[Opening Data records section]
PR #1424, opened 2022-11-01
JAVA-242 : Tests for "validateDoc" pipeline operation

anu3990:
* OS and version

### DIFF
--- a/marklogic-client-api/src/test/java/com/marklogic/client/test/rows/ValidateDocTest.java
+++ b/marklogic-client-api/src/test/java/com/marklogic/client/test/rows/ValidateDocTest.java
@@ -15,28 +15,23 @@
  */
 package com.marklogic.client.test.rows;
 
-import com.fasterxml.jackson.databind.node.ArrayNode;
 import com.marklogic.client.datamovement.DataMovementManager;
 import com.marklogic.client.datamovement.WriteBatcher;
 import com.marklogic.client.document.DocumentManager;
+import com.marklogic.client.document.DocumentWriteSet;
 import com.marklogic.client.document.XMLDocumentManager;
 import com.marklogic.client.expression.PlanBuilder;
 import com.marklogic.client.io.DocumentMetadataHandle;
 import com.marklogic.client.io.Format;
-import com.marklogic.client.io.JacksonHandle;
 import com.marklogic.client.io.StringHandle;
-import com.marklogic.client.io.marker.AbstractWriteHandle;
 import com.marklogic.client.row.RowRecord;
 import com.marklogic.client.test.Common;
-import com.marklogic.client.type.PlanParamExpr;
 import org.junit.Before;
 import org.junit.Test;
-import org.springframework.util.StringUtils;
 
 import java.util.*;
 import java.util.stream.Collectors;
 
-import static com.marklogic.client.io.Format.JSON;
 import static com.marklogic.client.io.Format.XML;
 import static org.junit.Assert.*;
 
@@ -49,9 +44,12 @@ public class ValidateDocTest extends AbstractOpticUpdateTest {
     public void moreSetup(){
         dataMovementManager = Common.client.newDataMovementManager();
     }
-// TODO : test with rest-writer user when https://bugtrack.marklogic.com/57978 is fixed
+
     @Test
-    public void xmlSchema() {
+    public void testXmlSchemaWithLaxMode() {
+        if (!Common.markLogicIsVersion11OrHigher()) {
+            return;
+        }
         WriteBatcher writeBatcher = dataMovementManager.newWriteBatcher();
         DocumentMetadataHandle meta = newDefaultMetadata();
         dataMovementManager.startJob(writeBatcher);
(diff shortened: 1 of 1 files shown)


llinggit (approved):

marklogic-client-api/src/test/java/com/marklogic/client/test/rows/ValidateDocTest.java
```diff
@@ -51,7 +54,10 @@ public void moreSetup(){
     }
 // TODO : test with rest-writer user when https://bugtrack.marklogic.com/57978 is fixed
```
rjrudin, line 55: We don't want to change the user, we'll just remove the "xdmp-invoke" privilege from the "test-rest-writer" role.

marklogic-client-api/src/test/java/com/marklogic/client/test/rows/ValidateDocTest.java
```diff
@@ -86,10 +92,69 @@ public void xmlSchema() {
         assertEquals(uriCountToWrite, persistedUris.size());
         //expectedUris.forEach(uri -> assertTrue("Did not find URI: " + uri, persistedUris.contains(uri)));
     }
+    @Test
+    public void testXmlSchemaWithStrictMode() {
```
rjrudin, line 96: It looks like only `testWithJsonSchemaAndInvalidJsons` is verifying that validation is occurring. The other tests are only verifying that "resultRows" is returning rows with expected URIs in them. I don't think this test class needs to care about that. It instead should follow a pattern of:

1. Use fromDocDescriptors (like `testWithJsonSchemaAndInvalidJsons` does) and pass in 2 docs, 1 that's valid and 1 that's invalid (only need 2)
2. Ensure that `write()` is part of the plan
3. Verify that `resultRows()` only returns 1 row
4. Verify that the valid doc is written and the invalid doc is not written

That's all that's needed for each of these tests. We don't need to test different kinds of invalid input, we just need to know that invalid input will be discarded, regardless of why it's invalid.

marklogic-client-api/src/test/java/com/marklogic/client/test/rows/ValidateDocTest.java
```diff
@@ -86,10 +92,69 @@ public void xmlSchema() {
...
+                uris.add(rowRecord.getString("uri"));
+        }
+        // TODO : uncomment below after https://bugtrack.marklogic.com/57987 is fixed
+        // assertTrue(uris.size() == 4);
+        // assertTrue(uris.contains("/acme/1.xml"));
+        //assertTrue(uris.contains("/acme/2.xml"));
+        //assertTrue(uris.contains("/acme/3.xml"));
+        //assertTrue(uris.contains("/acme/0.xml"));
+
+        QueryManager queryManager = client.newQueryManager();
```
rjrudin, line 147: No need for these lines of code, the parent class will delete data at the start of each test.

marklogic-client-api/src/test/java/com/marklogic/client/test/rows/ValidateDocTest.java
```diff
@@ -139,46 +204,108 @@ public void testUsingFromParamAndSchematron() {
         Iterator<RowRecord> rows = rowManager.resultRows(plan).iterator();
         while (rows.hasNext()){
             RowRecord rowRecord = rows.next();
+            System.out.println(rowRecord);
             if(rowRecord.getString("rowId")!=null)
                 expectedUris.add(rowRecord.getString("rowId"));
         }
-        // TODO: uncomment the below after https://bugtrack.marklogic.com/58055 is fixed
-        // assertTrue(expectedUris.size() == 1);
+        // TODO : uncomment below after https://bugtrack.marklogic.com/57978 is fixed
```
rjrudin, line 211: These tests can just verify that the expected number of rows are returned. And by following the pattern above, where only 1 row is expected to be returned, none of these tests will be impacted by bug 57978 (which only affects result sets with 2 or more rows).

rjrudin (changes requested):

marklogic-client-api/src/test/java/com/marklogic/client/test/rows/ValidateDocTest.java
anu3990: Hi @rjrudin , the "testUsingFromParamAndSchematron" test is also verifying something similar. Out of the the 3 documents sent as attachment only one (doc3.xml) should be returned. (I think currently it is failing due to the xdmp-update permission issue). Do you recommend to add a write operation to it?

marklogic-client-api/src/test/java/com/marklogic/client/test/rows/ValidateDocTest.java
anu3990: Actually, these docs were not removed after running all the tests. Was it because a different user was used? (line 105). Also, i had to use the rest-writer because the user test-rest-writer was giving exception while inserting docs, something like  - "Atleast one update permission needed while inserting documents"

rjrudin: That's a good exception! We don't want to rely on users having default permissions because it can hide actual problems. Just use "newDefaultMetadata()" (which is in AbstractOpticUpdateTest) to construct a `DocumentMetadataHandle`, it has read/update permissions on it. 

Also, the docs should not be removed after a test completes - that makes debugging failed tests much easier. Instead, docs should be removed at the start of a test, which the parent class does by deleting everything in the "/acme/" directory.

marklogic-client-api/src/test/java/com/marklogic/client/test/rows/ValidateDocTest.java
rjrudin: Yes, I think `write` is good to do for all of these tests to make them more realistic, as I think well over 90% of the time that `validateDoc` is used, it'll be right before docs are written.

anu3990: Hi Rob, left this test unchanged and added a separate test "testWriteWithXmlSchemaWithStrictMode" for testing write.

marklogic-client-api/src/test/java/com/marklogic/client/test/rows/ValidateDocTest.java
```diff
@@ -136,49 +221,92 @@ public void testUsingFromParamAndSchematron() {
                 "</user>").withFormat(Format.XML));
         plan = plan.bindParam(param, new JacksonHandle(array), Collections.singletonMap("doc", attachments));
 
+
+        List<RowRecord> rows = resultRows(plan);
+        assertEquals(1, rows.size());
```
anu3990, line 226: @rjrudin is this test missing some binding? I get this error - 
Local message: failed to apply resource at rows: Bad Request. Server Message: OPTIC-INVALARGS: fn.error(null, 'OPTIC-INVALARGS', 'missing or empty URI value in write()'); -- Invalid arguments: missing or empty URI value in write()

rjrudin: Yes - I recommend using `bindParam(String, DocumentWriteSet)` as shown in `xmlDocumentWriteSet` in `FromParamWriteTest`. I think that's the easiest way to setup a row with URI + doc + permissions. In fact, for writing documents, I think a user will always want to use a `DocumentWriteSet` or sequence of `DocumentWriteOperation`s because it's otherwise a bit of a pain to get the URI + doc + permissions columns together.

marklogic-client-api/src/test/java/com/marklogic/client/test/rows/ValidateDocTest.java
rjrudin: The "lax" test should still have at least one doc that fails. Right now, I can comment out the line for `validateDoc` and the test still passes, meaning that that test isn't really doing anything yet - it's only testing that `fromDocUris` and `joinDoc` work, but we already have separate tests for those. Same is true for the "strict" test here - since all of the docs are valid, we don't know if the validation is actually working or not.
[Closing Data records section]
:: The task ::
Keep to the lines above, from the first one through the line where "import com.marklogic.client.datamovement.DataMovementManager;" appears, and copy them exactly.

:: Result ::
PR #1424, opened 2022-11-01
JAVA-242 : Tests for "validateDoc" pipeline operation

anu3990:
* OS and version

### DIFF
--- a/marklogic-client-api/src/test/java/com/marklogic/client/test/rows/ValidateDocTest.java
+++ b/marklogic-client-api/src/test/java/com/marklogic/client/test/rows/ValidateDocTest.java
@@ -15,28 +15,23 @@
  */
 package com.marklogic.client.test.rows;
 
-import com.fasterxml.jackson.databind.node.ArrayNode;
 import com.marklogic.client.datamovement.DataMovementManager;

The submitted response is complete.